Biomutant also has a weird mix of the serious and silly, like it can’t decide if it wants to be a Kung Fu Panda version of Dragon Age or a Dragon Age spin-off influenced by Kung Fu Panda. Not only does it have words pop up during combat like the ’60s Batman show, but for every freaky-looking, Tim Burton-esque enemy there’s two incongruously goofy ones, including skeletons wearing pussy hats and what I assume are bok choi puppets from a school play about nutrition who’ve magically come to life. And it doesn’t help that some enemies have stupid names that make them sound like rejected Muppets (Boo Weps) and brands of cheap weed (Hoof Puff). There’s also some unnecessary and unfunny toilet humor, like how you activate a fast travel marker by, well, marking it (and yes, you see the yellow puddle).
all of this probably has you thinking that Biomutant is good but not great, but also not terrible, and that they probably should’ve picked a lane, and maybe play tested the thing a lot more before sending it out into the world. And you’re right.
But something funny happened on my way to a middling review. Once I got into the heart of the game, realized what it was all about — and, admittedly, got some actually effective weapons — I found myself getting drawn in. When the battles became frantic and exciting, and not slogs that were just about slowly wearing enemies down, the rest of the game came into focus, and where before there was frustration, now there was effortless engagement.

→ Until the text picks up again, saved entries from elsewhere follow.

PR #1261, opened 2026-05-02
Fix GPT-OSS ATOM config schema

Oseltamivir:


seungrokj:
@Oseltamivir  thank you for fixing this. I missed this 👍

PR #1263, opened 2026-05-02
fix(dsv4): gate h200 reasoning parser flag

OCWC22:
## Summary
- gate the H200 DSv4 `--reasoning-parser deepseek_v4` flag behind `ENABLE_DSV4_REASONING_PARSER=true`
- keep the parser disabled by default because the AgentX testing branch's `docs/AGENTIC_TEST_RESULTS.md` records `dsv4-fp8-h200-vllm` as ❌ FAILED with the DeepSeek-V4 reasoning parser issue (`reasoning_start_str` / `reasoning_end_str` missing)
- preserve an opt-in path for future vLLM parser fixes without changing the default launcher behavior

## Smoke test
- `bash -n benchmarks/single_node/dsv4_fp8_h200.sh` passes
- default `ENABLE_DSV4_REASONING_PARSER` expansion leaves `REASONING_PARSER_ARGS` empty, so the launcher omits `--reasoning-parser deepseek_v4` unless explicitly enabled


functionstackx:
stale PR. closing for now

PR #1268, opened 2026-05-03
B200 TRTLLM test

Oseltamivir:


benchmarks/single_node/dsv4_fp4_b200_trt.sh
```diff
@@ -0,0 +1,164 @@
...
+    MAX_NUM_TOKENS="$EVAL_MAX_MODEL_LEN"
+fi
+
+if [[ "${RUN_EVAL:-false}" == "true" || "${EVAL_ONLY:-false}" == "true" ]]; then
+    # DeepSeek-V4-Pro has hidden size 7168. The current TRTLLM fused-HC MHC
+    # path corrupts eval generations for this shape; keep eval servers on the
+    # unfused path until the fused kernel is guarded or supports 7168.
+    export TRTLLM_MHC_ENABLE_FUSED_HC="${TRTLLM_MHC_ENABLE_FUSED_HC:-0}"
+    echo "TRTLLM_MHC_ENABLE_FUSED_HC: $TRTLLM_MHC_ENABLE_FUSED_HC"
+fi
```
functionstackx: @claude these env var & echo should be set no matter what & gated behind if evals

Klaud-Cold: **Claude finished @functionstackx's task in 1m 13s** —— [View job](https://github.com/SemiAnalysisAI/InferenceX/actions/runs/25268898289)

---
### Restructuring env vars & echo outside the evals gate

- [x] Read the current file to understand the structure around line 111
- [x] Identify which env vars/echo should be unconditional vs. evals-only
- [x] Implement the change
- [x] Push the fix

Moved `export TRTLLM_MHC_ENABLE_FUSED_HC` and its echo out of the `RUN_EVAL`/`EVAL_ONLY` `if` block so they're set unconditionally. Pushed in [`40fd0a98`](https://github.com/SemiAnalysisAI/InferenceX/commit/40fd0a98).

PR #1279, opened 2026-05-04
dsv4-fp8-h200-vllm-mtp: bump num_speculative_tokens 1 → 2

functionstackx:
## Summary
Bump `num_speculative_tokens` from 1 to 2 in the `dsv4-fp8-h200-vllm-mtp` recipe.

- Single change: `--speculative-config '{"method":"mtp","num_speculative_tokens":1}'` → `'{"method":"mtp","num_speculative_tokens":2}'` in `benchmarks/single_node/dsv4_fp8_h200_mtp.sh`.
- Companion comment in the script header is updated to match.
- Adds a `perf-changelog.yaml` entry to trigger the new sweep.

## Context
The original PR (#1222) landed at `num_speculative_tokens=1` because the recipe says H200 MTP kernels only support 1 draft token. Inferact folks indicated H200 kernels now support 2, and Blackwell MTP runs at 2 per @wzhao18's vLLM Blackwell MTP submission. This PR re-tests that assumption on H200. If acceptance / throughput look healthy, we keep 2; otherwise we revert.

## Test plan
- [ ] Trigger the `dsv4-fp8-h200-vllm-mtp` benchmark workflow on an H200 runner and confirm the engine starts and the sweep completes for at least one cell from each of the two `seq-len-configs`.
- [ ] `server.log` shows `--speculative-config '{"method":"mtp","num_speculative_tokens":2}'`.
- [ ] Acceptance rate is in a sane range and throughput at the same concurrency points beats the `num_speculative_tokens=1` numbers from the #1222 sweep — otherwise the kernel-support assumption was wrong and we revert.

### DIFF
--- a/benchmarks/single_node/dsv4_fp8_h200_mtp.sh
+++ b/benchmarks/single_node/dsv4_fp8_h200_mtp.sh
@@ -2,7 +2,7 @@
 
 # DeepSeek-V4-Pro H200 vLLM MTP variant of the recipe at
 # https://vllm.ai/blog/deepseek-v4. Mirrors dsv4_fp8_h200.sh but adds
-# --speculative-config '{"method":"mtp","num_speculative_tokens":1}' and
+# --speculative-config '{"method":"mtp","num_speculative_tokens":2}' and
 # routes prompts through chat-formatted encoding via --dsv4 (required for
 # meaningful MTP acceptance numbers per AGENTS.md).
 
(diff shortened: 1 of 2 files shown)


functionstackx:
thanks to inferact vllm community maintainers for fixing hopper top_k kernel and merging my pr for recipes https://github.com/vllm-project/recipes/pull/435

PR #1289, opened 2026-05-06
Update kimi k2.5 mtp support by using modelrunnerV2 and vllm v0.20.1

haic0:


functionstackx:

PR #1290, opened 2026-05-06
Haichen/kimi k2.5 int4 mtp v0.20.1 mrv2 off

haic0:
git commit -s -m "Update kimi k2.5 mtp support by disabling modelrunnerV2 and vllm v0.20.1"


functionstackx:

So much so, in fact, that I would sit down to play for an hour, only to find that two or three had slipped by unnoticed. It’s very much one of those games that makes you think, “I’m just going to do this one quick thing, then I’m going to take a break,” only to have it turn into another and then another and then another, until the next thing you know it’s 2AM, and where the hell are my pants?
And no, the story never got better, the narrator never got less annoying, nothing compensated for the lack of iron sights, and the game never decided if it wanted to be a silly RPG for kids or a serious RPG for adults. Which is why this never got as good as, say, Borderlands 3 or Mass Effect 2 or some other great action-RPG. But it did get good, as good as the open world Mad Max RPG that came out around the time of Fury Road, and was also problematic but fun.
All of which is why,
as I told you earlier (you never listen to me!), Biomutant is worth your time. Maybe not until the price comes down, and you clear out some of your backlog, but if you enjoy open world adventure games with post-apocalyptic sci-fi settings, and mixed method combat that has you using weapons you crafted yourself, Biomutant might be your next great adventure…if you give it time.